The Kalemouth Suspension Bridge is a suspension bridge at Kalemouth in the Scottish Borders area of Scotland, near the B6401. It crosses the River Teviot just above its confluence with the Kale Water, near Eckford.

History
It was designed by Captain Samuel Brown (1776-1852), an officer of the Royal Navy, and built by William Mather, a contractor of Kalemouth, some time between 1820 and 1830. Alexander Jeffrey wrote in 1838 "there is a chain bridge erected over the Tweed (sic) by the Late Mr Ormiston of that Ilk, at his own expense, for his private use: but it has since been opened to the public for a trifling fee - a boon which cannot easily be forgot or misused." In 1834, the tolls were ½d. for a foot passenger, 3d. for a horse or cart, 6d. for a gig, and 1s. for a chaise. Tolls are thought to have been paid at Kalemouth Cottage, now enlarged and a private home. Another source give the name of the person who paid for the bridge as William Mein of Ormiston.

It is protected as a Category A listed building.

The bridge is  still in use as an unclassified public road bridge, and is one of the earliest surviving carriage suspension bridges.

Design
It crosses the River Teviot just above its confluence with the Kale Water, near Eckford.

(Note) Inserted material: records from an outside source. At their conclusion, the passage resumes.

PR #2131, opened 2021-09-16
[MGDAPI-2474] feat: marin3r 0.8.0

KevFan:
# Issue link

https://issues.redhat.com/browse/MGDAPI-2474

# What

Upgrade marin3r operator to v0.8.0

# Verification steps

## Verifiy Fresh Install
* Checkout this branch
* Install RHOAM
```
make cluster/prepare/local
make code/run
```
* Verify install complete successfully
* Sign into 3scale as `admin` to complete 3scale tutorial to create echo example endpoint
* Using endpoint created (under Products -> API -> Integration -> Configuration), generate traffic to verify rate limiting still works correctly
  * https://github.com/rakyll/hey
  * Shoudl have 30 or 31 out of 100 requests that are rate limited - 429 status code
```
hey -c 1 -n 100 "<3scale_endpoint>"
```

## Verify Upgrade
* Unintall RHAOM
* Checkout master
* Install from master
```
make cluster/prepare/local
make code/run
```
* Once installation complete, stop the opertor
* Checkout this branch
* Run operator
```
make code/run
```
* Verify marin3r upgrade successfully completes and apicast / backend-listener pods are redeployed
```
 watch "echo Marin3r; oc get csvs -n redhat-rhoam-marin3r-operator; oc get pods -n redhat-rhoam-marin3r; oc get pods -n redhat-rhoam-3scale | grep -E 'apicast|backend-listener'; echo "RHMI CR Status:"; oc get rhmi rhoam -n redhat-rhoam-operator -o json | jq '.status.stage'"
```
* Complete 3scale tutorial to create echo example endpoint
* Sign into 3scale as `admin` to complete 3scale tutorial to create echo example endpoint
* Using endpoint created (under Products -> API -> Integration -> Configuration), generate traffic to verify rate limiting still works correctly
  * https://github.com/rakyll/hey
  * Shoudl have 30 or 31 out of 100 requests that are rate limited - 429 status code
```
hey -c 1 -n 100 "<3scale_endpoint>"
```


pkg/config/marin3r.go
```diff
@@ -1,7 +1,7 @@
 package config
 
 import (
-	marin3rv1alpha1 "github.com/3scale/marin3r/apis/marin3r/v1alpha1"
```
Boomatang, line 4: the adding of the `-ops` into these paths, what other affects does this mean? I am thinking does this change paths to quay, does this affect the EWS? These are open ended questions and I am not sure what answers I am looking for. Any other information you can give would be useful.

Boomatang (commented):
Only the one question related to the `-ops` suffix which is not affecting the changes. Starting to do the verification steps.

pkg/config/marin3r.go
KevFan: I dont think it has much affect unless these paths are hardcoded elsewhere as this is a dependency change :thinking: 

I believe this change is due to the repo is now https://github.com/3scale-ops/marin3r but previous it was https://github.com/3scale/marin3r
* https://github.com/3scale-ops/marin3r/blob/v0.7.0/bundle/manifests/marin3r.clusterserviceversion.yaml#L139
* https://github.com/3scale-ops/marin3r/blob/v0.8.0/bundle/manifests/marin3r.clusterserviceversion.yaml#L139

In terms of quay, they are still using the same quay repo https://quay.io/repository/3scale/marin3r?tag=latest&tab=tags so there doesn't look to be changes needed there. 

In terms of EWS, in not sure is marin3r being watched it and am not familiar with the system itselft to comment whether this affects it :thinking: :shrug:

Boomatang:
After doing the verification steps. Every thing looks goog
/lgtm

pkg/config/marin3r.go
Boomatang: If this is the same quay.io repo I want to check one of the pipelines that use the products.yaml file. I still your changes are correct but the pipeline may need adjusting.

Boomatang: I had a look into what I felt might have needed some follow on work and it doesn't. We are all good.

There is another nearby bridge called the Kalemouth Bridge, which carries the A698 over the Kale Water.

The bridge works on the principle of suspension, and uses chains with long iron links for the suspension cables. Iron rods are used for suspenders to connect the chain to the deck of the bridge, and additional suspenders have been added in the middle of the chain links. A red painted wooden truss supports the wooden deck, which is covered with a layer of asphalt. The four ashlar pylons at the ends of the bridge are of pyramidal form.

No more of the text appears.